To find the equation of the tangent to the circle at the point (1,3), we need to find the slope of the tangent and its point of tangency. The slope of the tangent is -1/(y+1) and the point of tangency is (1,3). Substituting into the point-slope form of the equation of a line, we get y = -x + 4 as the equation of the tangent.
The equation of a circle with center (h,k) and radius r is given by the equation (x-h)^2 + (y-k)^2 = r^2. We can rewrite the equation of the given circle as (x+2)^2 + (y+1)^2 = 25.
To find the equation of the tangent to the circle at the point (1,3), we need to find the slope of the tangent and its point of tangency.
First, we find the slope of the tangent by taking the derivative of the equation of the circle with respect to x.
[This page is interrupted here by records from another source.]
PR #557, opened 2022-08-27
Automate Explosives if there are 3 cards or less in hand

micahstairs:
This card wasn't possible to fully automate using a general approach, so I needed to add card-specific automation to it.

I manually tested cases with 0, 1, 2, 3, and 4 cards in hand to make sure everything was working correctly.

Also, due to the nature of this change, it won't break any ongoing games when this is deployed.

### DIFF
--- a/innovation.game.php
+++ b/innovation.game.php
@@ -9474,28 +9474,30 @@ function getOwnersOfTopCardWithColorAndAge($color, $age) {
             // id 68, age 7: Explosives
             case "68D1":
 
-                // Automate selection if the player has no more than 3 cards in hand
-                $cards = self::getCardsInLocation($player_id, 'hand');
-                if (count($cards) >= 1 && count($cards) <= 3) {
-                    foreach ($cards as $card) {
-                        $card = self::getCardInfo($card['id']);
-                        self::transferCardFromTo($card, $launcher_id, 'hand');
+                // Automate taking as many highest cards as possible
+                $num_cards_in_hand = self::countCardsInLocation($player_id, 'hand');
+                $cards_by_age = self::getCardsInLocationKeyedByAge($player_id, 'hand');
+                $num_cards_left_to_transfer = 3;
+                for ($age = 10; $age >= 1; $age--) {
+                    if (count($cards_by_age[$age]) <= $num_cards_left_to_transfer) {
+                        foreach ($cards_by_age[$age] as $card) {
+                            $card = self::getCardInfo($card['id']);
+                            self::transferCardFromTo($card, $launcher_id, 'hand');
+                            $num_cards_left_to_transfer--;
+                            $num_cards_in_hand--;
+                        }
+                    } else {
+                        break;
                     }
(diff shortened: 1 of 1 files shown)


ultimatefiend (changes requested):
Hmm...that is one weird card implementation.  I had to look at the rest of the implementation to make sense of these changes.

This change does not automate when there are three clear highest cards and they have the same value and other cards are also in hand.  For example, 3 7's and a 2 in hand.  The player would need to select each card individually (except for the last one).

Also, if there are zero cards in hand why is step_max set to anything?  Shouldn't the dogma just end at that point?  Why would it continue through to the other steps?  If it did end, you would know whether a card was transferred and the aux value flag wouldn't be needed either (you could look at the number of cards in hand at that point).  You could also say that if someone makes it to the interaction portion they must have more than 3 cards in hand and won't do the draw.

* after rereading *
I see how the break's are being used here and I find that confusing.  I'd prefer that the code not use breaks (unless its a loop) otherwise following the logic becomes more confusing.

micahstairs:
`This change does not automate when there are three clear highest cards and they have the same value and other cards are also in hand. For example, 3 7's and a 2 in hand. The player would need to select each card individually (except for the last one).`

If there are three clear highest cards then this will be handled by the generalized logic for automatically selecting multiple cards: https://github.com/micahstairs/bga-innovation/pull/558.

`Also, if there are zero cards in hand why is step_max set to anything? Shouldn't the dogma just end at that point? Why would it continue through to the other steps? If it did end, you would know whether a card was transferred and the aux value flag wouldn't be needed either (you could look at the number of cards in hand at that point). You could also say that if someone makes it to the interaction portion they must have more than 3 cards in hand and won't do the draw.`

I did also consider this! The reason I let it continue to the third step is so that we get a log message saying "No card matches the criteria of the effect". Maybe we should decide if we want to go out of our way to show that message. The code will be simpler if we don't show it.

`I see how the break's are being used here and I find that confusing. I'd prefer that the code not use breaks (unless its a loop) otherwise following the logic becomes more confusing.`

Alright, I can revise this to use if/else statements once we decide our plan of action for the zero card situation.

ultimatefiend:
I would say the code in the switch statement should prevent the start of the interaction that won't do anything.  It could print a log message for that case that would state that no cards were available to transfer or something like that.  I think that's better than jumping to the last step that is guaranteed to not do anything.

micahstairs:
Okay I agree with you. I'll simplify it. And I found other cards that don't log anything in situations like this where it's obvious that no card was eligible to be selected.

micahstairs:
Alright, I've revised the automation. I think it's more in line with what you were initially expecting (it also automates a few special cases that wasn't being automated before).

I can't remove the usage of the auxiliary value yet or it could break ongoing games, but we can remove that later. I've added TODOs so that we don't forget to clean it up.

ultimatefiend (approved):
This looks good.  Its a slick implementation.

PR #560, opened 2022-08-28
Drop caps on 'SINGLE' since it was too strong

micahstairs:


ultimatefiend (approved):
I would change it to say something like :

"a single action on their first turn"

Not required, but might make it clear the single action is only on this current turn and doesn't affect subsequent turns.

Differentiating implicitly, we get (x+2) + (y+1) * dy/dx = 0. Solving for dy/dx, we find that the slope of the tangent is -1/(y+1).
Next, substituting the coordinates of the point (1,3) into the equation of the circle, we get (1+2)^2 + (3+1)^2 = 25. Simplifying, we find that the point (1,3) lies on the circle and has a radius of 5.
Using the point-slope form of the equation of a line, we can substitute the slope of the tangent (-1/(y+1)) and the coordinates of the point (1,3) into the equation y - 3 = -1/(y+1)(x - 1). Simplifying, we get the equation of the tangent as y = -x + 4.